_Source information_
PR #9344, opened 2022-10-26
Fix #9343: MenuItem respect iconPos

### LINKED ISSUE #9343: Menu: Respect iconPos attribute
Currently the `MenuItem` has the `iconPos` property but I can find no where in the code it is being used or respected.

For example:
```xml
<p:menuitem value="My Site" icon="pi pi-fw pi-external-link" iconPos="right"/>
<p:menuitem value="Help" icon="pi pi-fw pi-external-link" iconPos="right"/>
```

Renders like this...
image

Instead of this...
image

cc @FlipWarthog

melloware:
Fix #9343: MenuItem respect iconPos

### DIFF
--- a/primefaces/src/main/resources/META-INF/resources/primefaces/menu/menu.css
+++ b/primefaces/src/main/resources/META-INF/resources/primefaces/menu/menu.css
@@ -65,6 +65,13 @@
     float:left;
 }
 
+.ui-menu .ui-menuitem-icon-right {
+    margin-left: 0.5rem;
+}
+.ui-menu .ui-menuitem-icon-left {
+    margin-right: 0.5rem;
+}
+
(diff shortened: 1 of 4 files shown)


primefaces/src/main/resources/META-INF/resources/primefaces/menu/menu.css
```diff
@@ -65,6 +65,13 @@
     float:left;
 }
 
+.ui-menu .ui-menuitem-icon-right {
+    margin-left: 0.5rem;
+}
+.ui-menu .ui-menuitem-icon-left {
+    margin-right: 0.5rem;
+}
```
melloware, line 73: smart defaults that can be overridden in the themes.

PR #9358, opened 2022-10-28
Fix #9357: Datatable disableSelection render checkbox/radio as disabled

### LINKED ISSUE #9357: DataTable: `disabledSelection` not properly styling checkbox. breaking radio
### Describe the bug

_Required work_
Set every record down again, exactly as given.

_Exercise output_
PR #9344, opened 2022-10-26
Fix #9343: MenuItem respect iconPos

### LINKED ISSUE #9343: Menu: Respect iconPos attribute
Currently the `MenuItem` has the `iconPos` property but I can find no where in the code it is being used or respected.

For example:
```xml
<p:menuitem value="My Site" icon="pi pi-fw pi-external-link" iconPos="right"/>
<p:menuitem value="Help" icon="pi pi-fw pi-external-link" iconPos="right"/>
```

Renders like this...
image

Instead of this...
image

cc @FlipWarthog

melloware:
Fix #9343: MenuItem respect iconPos

### DIFF
--- a/primefaces/src/main/resources/META-INF/resources/primefaces/menu/menu.css
+++ b/primefaces/src/main/resources/META-INF/resources/primefaces/menu/menu.css
@@ -65,6 +65,13 @@
     float:left;
 }
 
+.ui-menu .ui-menuitem-icon-right {
+    margin-left: 0.5rem;
+}
+.ui-menu .ui-menuitem-icon-left {
+    margin-right: 0.5rem;
+}
+
(diff shortened: 1 of 4 files shown)


primefaces/src/main/resources/META-INF/resources/primefaces/menu/menu.css
```diff
@@ -65,6 +65,13 @@
     float:left;
 }
 
+.ui-menu .ui-menuitem-icon-right {
+    margin-left: 0.5rem;
+}
+.ui-menu .ui-menuitem-icon-left {
+    margin-right: 0.5rem;
+}
```
melloware, line 73: smart defaults that can be overridden in the themes.

PR #9358, opened 2022-10-28
Fix #9357: Datatable disableSelection render checkbox/radio as disabled

### LINKED ISSUE #9357: DataTable: `disabledSelection` not properly styling checkbox. breaking radio
### Describe the bug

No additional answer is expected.